Data records:
PR #833, opened 2023-11-20
close #832 save queue id to sms log

### LINKED ISSUE #832: Save queue ID to sms log

theachoem:


db/migrate/20231120105233_add_queue_id_to_sms_log.rb
```diff
@@ -0,0 +1,5 @@
+class AddQueueIdToSmsLog < ActiveRecord::Migration[7.0]
+  def change
+    add_column :cm_sms_logs, :queue_id, :string, if_not_exists: true
```
channainfo, line 3: @theachoem let's call this column **external_ref** instead set the length to 36 chars (the uuid length) and add an index to this column

PR #849, opened 2023-11-23
close #848 remove penalty from order summary

### LINKED ISSUE #848: Remove penalty from order summary

theachoem:
Replace penalty label with "adjustment" instead!

image


channainfo:
@theachoem if it is removed, we will see inconsistent value between the subtotal and the total. I think let's keep it there for now and rename it to "adjustment" instead.

theachoem:
@channainfo Done bong!

PR #853, opened 2023-11-23
close #852 send image in notification payload

### LINKED ISSUE #852: Send image in notification payload

panhachom:
#### Documentation 
https://firebase.google.com/docs/cloud-messaging/android/send-image
#### Demo 
notification (1)

### DIFF
--- a/app/models/spree_cm_commissioner/customer_notification.rb
+++ b/app/models/spree_cm_commissioner/customer_notification.rb
@@ -10,8 +10,14 @@ module SpreeCmCommissioner
     validates :payload, presence: true
     validates :notification_type, presence: true
 
+    def default_notification_image_url
+      Spree::Store.default.default_notification_image&.styles&.first&.[](:url)
+    end
+
     def push_notification_image_url
-      image_attrs = feature_image.style(:mini)
+      return default_notification_image_url if feature_image.nil?
+
+      image_attrs = feature_image.styles.first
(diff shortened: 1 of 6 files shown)


app/models/spree_cm_commissioner/customer_notification.rb
```diff
@@ -11,7 +11,9 @@ class CustomerNotification < SpreeCmCommissioner::Base
     validates :notification_type, presence: true
 
     def push_notification_image_url
-      image_attrs = feature_image.style(:mini)
+      return if feature_image.nil?
```
channainfo, line 14: use a default image with image url helper if it does not exist

app/notifications/noticed_fcm_base.rb
```diff
@@ -24,15 +24,47 @@ def fcm_device_tokens(recipient)
...
+      },
+
+      # send notication with image
+      android: android_settings,
+      apns: apns_settings
+    }
+  end
+
+  def image_url
+    nil
```
channainfo, line 43: set a default image

channainfo (changes requested):

app/notifications/noticed_fcm_base.rb
panhachom: @channainfo but bong some notification type do not require image like order_complete_notification or should  all notification require image ?

PR #886, opened 2023-12-09
close #865 update user confirm_at to check unconfirmed user

### LINKED ISSUE #865: Unconfirmed users
Once confirming the confirmation code we should update the confirmed_at to make sure we know how many users are not confirmed.

vaneath:


app/interactors/spree_cm_commissioner/user_pin_code_authenticator.rb
```diff
@@ -40,6 +41,10 @@ def register_user!
       end
     end
 
+    def update_user_pin_code_confirmed_at!
+      Spree::User.where(id: context.user.id).update(confirmed_at: Time.zone.now)
```
theachoem, line 45: In devise, we can just use skip_confirmation! Call it before creating.

`context.user.skip_confirmation!`

Learn more how devise confirmation work:
https://github.com/heartcombo/devise/blob/main/lib/devise/models/confirmable.rb

vaneath: Solve it with manually set confirmed_at with Time.zone.now

app/interactors/spree_cm_commissioner/user_pin_code_authenticator.rb
```diff
@@ -32,6 +32,7 @@ def register_user!
       create_options = context.to_h.slice(*fields)
 
       user = Spree::User.new(create_options)
+      user[:confirmed_at] = Time.zone.now
```
channainfo, line 35: use **user. confirmed_at** instead. Add a spec to make sure this field is assigned correctly

channainfo (changes requested):

PR #889, opened 2023-12-12
close #888 read all notification api

### LINKED ISSUE #888: read all notification api

panhachom:
image

https://www.figma.com/file/lozZfapNXqz2IQQkz7kQiY/Accomodation-App---Dev?type=design&node-id=1755-9948&mode=design&t=NXO4Glv1UyRBjsPf-0

### DIFF
--- a/app/controllers/spree/api/v2/storefront/notifications_controller.rb
+++ b/app/controllers/spree/api/v2/storefront/notifications_controller.rb
@@ -30,7 +30,19 @@ module Spree
           end
 
           def mark_as_read
-            SpreeCmCommissioner::NotificationReader.call(id: params[:id])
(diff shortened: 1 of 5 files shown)


app/models/spree_cm_commissioner/customer_notification.rb
```diff
@@ -10,7 +10,7 @@ class CustomerNotification < SpreeCmCommissioner::Base
     validates :payload, presence: true
     validates :notification_type, presence: true
 
-    enum notification_type: { :promotion => 0, :announcement => 1 }
+    enum notification_type: { :promotion_notification => 0, :announcement_notification => 1 }
```
channainfo, line 13: let's keep the old naming. I think the promotion_notification is a bit redundant.

channainfo (changes requested):

PR #903, opened 2023-12-15
close #902 add default state to vendor serializer

### LINKED ISSUE #902: Add default state to vendor serializer

theachoem:


app/serializers/spree/v2/storefront/accommodation_serializer.rb
```diff
@@ -7,8 +7,6 @@ class AccommodationSerializer < VendorSerializer
         # because its model still Spree::Vendor
         set_type :vendor
 
-        has_one :default_state, serializer: :state
```
channainfo, line 10: have you checked if we use this anymore to make sure it is backward compatible.

channainfo (changes requested):

app/serializers/spree/v2/storefront/accommodation_serializer.rb
theachoem: In current develop branch in app, we required it bong.

PR #2372, opened 2025-02-20
Close #2369 reserved stock method

### LINKED ISSUE #2369: Create reserved_stock and total_stock method

SSambo12:
In this PR, we create total_reserved_stock method to count total reserved stock of a product.

### DIFF
--- a/app/models/spree_cm_commissioner/product_decorator.rb
+++ b/app/models/spree_cm_commissioner/product_decorator.rb
@@ -75,6 +75,10 @@ module SpreeCmCommissioner
       taxons.event.first&.parent
     end
 
+    def total_reserved_stock
+      line_items.complete.where(variant_id: variants.pluck(:id)).sum(:quantity)
+    end
+
     private
 
     def set_tenant


app/models/spree_cm_commissioner/product_decorator.rb
```diff
@@ -75,6 +75,10 @@ def associated_event
       taxons.event.first&.parent
     end
 
+    def total_reserved_stock
+      Spree::LineItem.complete.where(variant_id: variants.pluck(:id)).sum(:quantity)
```
channainfo, line 79: let's not do this this  here. If you need this for stats, create a new class to return this.

channainfo (changes requested):

app/models/spree_cm_commissioner/product_decorator.rb
SSambo12: Hello bong @channainfo, I create this method to call that function in organizer dashboard, on ticket table section. And we use that method to count total reserved stock of each product.

image

PR #2374, opened 2025-02-20
close #2371 Remove email Unique index Constraint from User And Scope it By Tenant

### LINKED ISSUE #2371: Remove email Unique index Constraint from User And Scope it By Tenant

LengTech11:
- [x] Remove Email Unique constraint for spree_users
- [x] Handle Uniqueness scope Email with Tenant

Result:
Screenshot 2025-02-20 at 1 09 42 in the afternoon

### DIFF
--- a/app/models/concerns/spree_cm_commissioner/user_identity.rb
+++ b/app/models/concerns/spree_cm_commissioner/user_identity.rb
@@ -15,6 +15,13 @@ module SpreeCmCommissioner
 
       validates :login, presence: true, if: -> (u) { u.require_login_identity_all_blank_for(:login) }
       validates :login, uniqueness: { scope: :tenant_id, case_sensitive: false, allow_blank: true }
+
+      _validators.reject! { |key, _| key == :email }
+      _validate_callbacks.each { |c| c.filter.attributes.delete(:email) if c.filter.respond_to?(:attributes) }
+
+      validates :email, presence: true, if: -> (u) { u.require_login_identity_all_blank_for(:email) }
+      validates :email, uniqueness: { scope: :tenant_id, case_sensitive: false, allow_blank: true }
+      validates :email, format: { with: URI::MailTo::EMAIL_REGEXP, allow_blank: true }
     end
 
     class_methods do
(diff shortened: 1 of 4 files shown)


app/models/spree_cm_commissioner/user_decorator.rb
```diff
@@ -120,5 +120,12 @@ def update_otp_enabled
   end
 end
 
-Spree::User.prepend(SpreeCmCommissioner::UserDecorator) unless Spree::User.included_modules.include?(SpreeCmCommissioner::UserDecorator)
+if Spree::User.included_modules.exclude?(SpreeCmCommissioner::UserDecorator)
+  # remove all email validations
```
channainfo, line 124: Put this block in the User decorator
```
_validators.reject! { |key, _| key == :email }
_validate_callbacks.each { |c| c.filter.attributes.delete(:email) if c.filter.respond_to?(:attributes) }
```

to avoid fragmenting code in multiple places

channainfo (changes requested):

app/models/spree_cm_commissioner/user_decorator.rb
LengTech11: Hello bong @channainfo this Block code already include this code bong.

- user_decorator.rb
```rb
if Spree::User.included_modules.exclude?(SpreeCmCommissioner::UserDecorator)
  # remove all email validations
  Spree::User._validators.reject! { |key, _| key == :email }
  Spree::User._validate_callbacks.each { |c| c.filter.attributes.delete(:email) if c.filter.respond_to?(:attributes) }

  # prepend decorator will include new validations
  Spree::User.prepend(SpreeCmCommissioner::UserDecorator)
end
# rubocop:enable Metrics/MethodLength
```

app/models/spree_cm_commissioner/user_decorator.rb
```diff
@@ -1,8 +1,12 @@
 # rubocop:disable Metrics/MethodLength
 module SpreeCmCommissioner
   module UserDecorator
-    def self.prepended(base)
+    def self.prepended(base) # rubocop:disable Metrics/AbcSize
       base.include SpreeCmCommissioner::UserNotification
+
+      base._validators.reject! { |key, _| key == :email }
```
channainfo, line 7: move this block to UserIdentity module instead because they are correlated with removing and adding new logic.

channainfo (changes requested):

PR #2586, opened 2025-04-29
Close #2584 implement CreateEvent service

SSambo12:


app/interactors/spree_cm_commissioner/create_event.rb
```diff
@@ -0,0 +1,63 @@
+module SpreeCmCommissioner
+  class CreateEvent
+    include Interactor
+    delegate :params, :current_vendor, to: :context
+
+    def call
+      build_parent_taxon
```
channainfo, line 7: Wrap it within the transaction ensure the data integrity. context.fail when the transaction is not successfully committed.

channainfo (changes requested):

PR #2625, opened 2025-05-09
Close #2624 implement create ticket service

### LINKED ISSUE #2624: Implement CreateTicket service

SSambo12:
This PR, we implement a `CreateTicket` service that handles the ticket creation process in one transaction. The process include: 

- Create the ticket

- Link ticket to the event

- Create variant

- Add stock

If any step fails, the whole process is rolled back to prevent data from being saved.

### DIFF
--- a/app/interactors/spree_cm_commissioner/create_ticket.rb
+++ b/app/interactors/spree_cm_commissioner/create_ticket.rb
@@ -1,0 +1,95 @@
+module SpreeCmCommissioner
+  class CreateTicket
+    include Interactor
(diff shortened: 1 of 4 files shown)


app/interactors/spree_cm_commissioner/create_ticket.rb
```diff
@@ -0,0 +1,93 @@
+module SpreeCmCommissioner
```
channainfo, line 1: Write a spec for it

channainfo (changes requested):

PR #2641, opened 2025-05-13
Close #2638 migrate to not store checkout date

### LINKED ISSUE #2638: Migrate to not storing checkout date in line item.

theachoem:
## Problem
Previously, to actual from_date or to_date of line_item, we do conditioning as following:
- For accommodation: from_date...to_date - 1 day (exclude the checkout date)
- For other product type: from_date...to_date

This looks good at the start, but in code base, we will see us checking this condition everywhere just to date the actual date. 

## Solution
Store actual date in from_date & to_date
- For accommodation: from_date & to_date are stay date
- For transit: from_date & to_date are the same date
- For service: from_date & to_date are service date

So purpose from_date & to_date is now unify and easy to use, no need to check condition everywhere.

## Next
- We need to search hotel by stay date instead of check-in & checkout date
- We also need to pass stay date to create line item instead of checkin/out date
- After purchase, we also have to display :checkout_date instead of :to_date.

### DIFF
--- a/app/finders/spree_cm_commissioner/accommodations/find.rb
+++ b/app/finders/spree_cm_commissioner/accommodations/find.rb
@@ -13,7 +13,7 @@ module SpreeCmCommissioner
       def execute
         scope
           .where(default_state_id: state_id)
-          .where(inventory_items: { inventory_date: date_range_excluding_checkout })
+          .where(inventory_items: { inventory_date: stay_dates })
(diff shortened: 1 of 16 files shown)


theachoem:
About 49 orders have been confirmed since 2024. So we don't have to do migration for old data. We can manually edit if needed.

image

PR #2650, opened 2025-05-19
Close #2611 trip inventory query

UnSreypich:
In this PR, I have created a query for getting information about the inventory available and total seats for trip_ids that has been passed as the parameter.


channainfo (changes requested):

channainfo:
Add demo of the rspec output.

spec/queries/spree_cm_commissioner/inventory_query_spec.rb
UnSreypich, line 1: For inventory query, I have used the generic name so that it can be used for any variants and can be used with other types of products besides transit.

PR #2673, opened 2025-05-21
Close #2672 sync updated event date to old line items

### LINKED ISSUE #2672: Sync updated event date to old line items

theachoem:
## Problem
When an event changes the date, previous line items still keep the old date, our solution is to manually update the date for all line items.

## Solution
When event dates change, sync them to previous line items.

## In this PR
- [x] Sync new event date to previous line items
- [x] Line item no longer use section dates
  - We use event date directly, and if admin want to override, we can override in variant
  - Hide date fields & other related fields from admin section UI to avoid confusion.

| |
| - |
| Section UI Before |
| image |
| Section UI Now |
| image |

### DIFF
--- a/app/models/spree_cm_commissioner/taxon_decorator.rb
+++ b/app/models/spree_cm_commissioner/taxon_decorator.rb
@@ -46,6 +46,8 @@ module SpreeCmCommissioner
       base.before_save :set_kind
       base.before_save :set_slug
 
+      base.after_update :sync_event_dates_to_line_items, if: -> { saved_change_to_from_date? || saved_change_to_to_date? }
+
       base.whitelisted_ransackable_associations |= %w[vendor]
       base.whitelisted_ransackable_attributes |= %w[kind from_date to_date]
 
@@ -54,6 +56,8 @@ module SpreeCmCommissioner
       base.has_many :invite_user_events, through: :user_events, class_name: 'SpreeCmCommissioner::InviteUserEvent'
 
       base.has_many :line_items, through: :products
+      base.has_many :event_line_items, class_name: 'Spree::LineItem', foreign_key: :event_id
+
       base.has_many :event_blazer_queries, class_name: 'SpreeCmCommissioner::TaxonBlazerQuery'
       base.has_many :blazer_queries, through: :event_blazer_queries, class_name: 'Blazer::Query'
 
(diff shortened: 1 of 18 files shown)


app/models/spree_cm_commissioner/taxon_decorator.rb
```diff
@@ -121,6 +125,10 @@ def send_transaction_email_to_organizers
 
       SpreeCmCommissioner::OrganizersTransactionalEmailNotifier.call(event_id: id)
     end
+
+    def sync_dates_to_line_items
+      ::SpreeCmCommissioner::EventLineItemsDateSyncerJob.perform_later(id)
```
channainfo, line 130: @theachoem Let's verify the condition here to determine if this specific taxon is an event that needs to be synced early. This will help avoid unnecessarily enqueuing a job, as enqueuing a job comes with a cost.

channainfo:
@theachoem Let's create a new ticket to enhance this in the organizer portal as well. Once an event is created, we should prevent editing sensitive fields like the event date. Let's add a "Reschedule Event" feature that allows the organizer to perform the changes you've implemented. There may also be other side effects to address, such as:

* Listing the previous line items.
* Sending an email notification about the rescheduling to the affected line items.
* Resending new tickets based on the previous line items.
* Invalidating old tickets to ensure they are no longer valid.
* Adding a reschedule status (e.g., customer informed and accepted).

Rescheduling happens frequently with bus events as well, and if done without properly informing customers, it could lead to backlash. For example, if a bus is rescheduled to be one hour late and customers aren't notified, they may miss their next planned trip, like connecting flights. It's important to handle this carefully to avoid customer dissatisfaction.

app/models/spree_cm_commissioner/taxon_decorator.rb
theachoem: Fixed bong!

theachoem:
> @theachoem Let's create a new ticket to enhance this in the organizer portal as well. Once an event is created, we should prevent editing sensitive fields like the event date. Let's add a "Reschedule Event" feature that allows the organizer to perform the changes you've implemented. There may also be other side effects to address, such as:
> 
> * Listing the previous line items.
> * Sending an email notification about the rescheduling to the affected line items.
> * Resending new tickets based on the previous line items.
> * Invalidating old tickets to ensure they are no longer valid.
> * Adding a reschedule status (e.g., customer informed and accepted).
> 
> Rescheduling happens frequently with bus events as well, and if done without properly informing customers, it could lead to backlash. For example, if a bus is rescheduled to be one hour late and customers aren't notified, they may miss their next planned trip, like connecting flights. It's important to handle this carefully to avoid customer dissatisfaction.

Ok bong, I will inform to to organizer team.

PR #2730, opened 2025-06-03
Close #2727 make price belong to polymophic

### LINKED ISSUE #2727: Make Spree::Price to belong to polymophic instead of just variant
For reuse in inventory item.

theachoem:


theachoem:
We use this instead:
https://github.com/channainfo/commissioner/pull/2735

PR #302, opened 2024-01-25
[PSL-3160] Proactive PII Defense - Update email regex + tests

vbartonicek:
This updates the email regex to exclude any strings containing a valid email. Check updated tests for more info.


deomsj:
For current scope of impact from various libs that we manage, I found this visual from kibana (below) and [this integrationMethodMap in our int dash code](https://github.com/Constructor-io/integration-dashboard/blob/f72416bdca28733ed015f5d03e7c7d4dc60d070a/src/frontend/utils/constants.js#L4) to be helpful:

Screenshot 2024-01-30 at 6 27 32 PM

Our "Frontend Beacon / UI" [delegates network calls](https://github.com/Constructor-io/autocomplete-ui/blob/76e5d5999118f34bda2b7cc636382c1fb8b501d3/src/tracker_v3.js#L8) to this client-js lib, so I feel great about where we are adding this layer of security / defensive programming.

deomsj (approved):
Thank you for leading the way on this @vbartonicek. Changes to util and related specs make sense and work great, nice work!

esezen (approved):
LGTM!

PR #304, opened 2024-02-21
update quiz results to support fmt options

v-i-s-h-n-u-ps:


esezen:
@stanlp1 to add hiddenFields and tests

src/types/quizzes.d.ts
```diff
@@ -21,11 +21,23 @@ export interface QuizzesParameters {
   quizSessionId?: string;
 }
 
+export interface QuizResultsFmtOptions {
```
esezen, line 24: @stanlp1  Since we don't support facets and groups at the moment, what do you think about updating the type here to only have `hidden_fields` and `fields`? We can add the other ones later as we add support

esezen (approved):
LGTM!

PR #307, opened 2024-03-27
[CSL 3345] Add Analytics Tags to Tracker Function

VincentGalloro:
Add Analytics Tags to Tracker Function

Note: added parameters to trackInputFocusV2. Will check that this function is not being used before merging (as this is a breaking change)

### DIFF
--- a/spec/src/modules/tracker.js
+++ b/spec/src/modules/tracker.js
@@ -1337,7 +1337,7 @@ describe(`ConstructorIO - Tracker${bundledDescriptionSuffix}`, () => {
         // Request
         expect(fetchSpy).to.have.been.called;
         expect(requestParams).to.have.property('variation_id').to.deep.equal(optionalParameters.variationId);
-        expect(requestParams).to.have.property('analytics_tag').to.deep.equal(testAnalyticsTag);
+        expect(requestParams).to.have.property('analytics_tags').to.deep.equal(testAnalyticsTag);
 
         // Response
         expect(responseParams).to.have.property('method').to.equal('POST');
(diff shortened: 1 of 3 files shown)


src/modules/tracker.js
```diff
@@ -133,16 +133,21 @@ class Tracker {
...
    */
-  trackInputFocusV2(userInput = '', networkParameters = {}) {
+  trackInputFocusV2(userInput = '', parameters = {}, networkParameters = {}) {
     const baseUrl = `${this.behavioralV2Url}focus?`;
     const bodyParams = {};
+    const {
+      analyticsTags,
+    } = parameters;
     let networkParametersNew = networkParameters;
     let userInputNew = userInput;
```
esezen, line 153: We can get rid of the 
```
    if (typeof userInput === 'object') {
      networkParametersNew = userInput;
      userInputNew = '';
    }
```
Since this won't be swapped with the legacy implementation anymore.

spec/src/modules/tracker.js
```diff
@@ -24,6 +24,7 @@ const bundled = process.env.BUNDLED === 'true';
 const skipNetworkTimeoutTests = process.env.SKIP_NETWORK_TIMEOUT_TESTS === 'true';
 const bundledDescriptionSuffix = bundled ? ' - Bundled' : '';
 const timeoutRejectionMessage = bundled ? 'AbortError: Aborted' : 'AbortError: The user aborted a request.';
+const testAnalyticsTag = { param1: 'test', param2: 'test2' };
```
esezen, line 27: Github won't let me add a comment to the correct line but can we add the `analyticsTags` to the trackInpuFocusV2 event on line 400

esezen (changes requested):
Thanks for working on these! I left some comments. Can we also update the types like we did in the [Node PR](https://github.com/Constructor-io/constructorio-node/pull/177)?

src/modules/tracker.js
VincentGalloro: I'm not totally sure I understand what to change here but I've moved userInput into parameters, let me know if that's not what we want

esezen: I was talking about removing this piece:
image
(I see you already did that)

esezen: Can we make `userInput` a parameter of its own? We follow that pattern is other places like `trackSearchSubmit(term, parameters, networkParameters = {})`.

VincentGalloro: Got it, moved `userInput` back into parameters

esezen (approved):
LGTM!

Assigned task: Out of the preceding entries, pull every line containing the string "userInputNew".

Expected output:
     let userInputNew = userInput;
      userInputNew = '';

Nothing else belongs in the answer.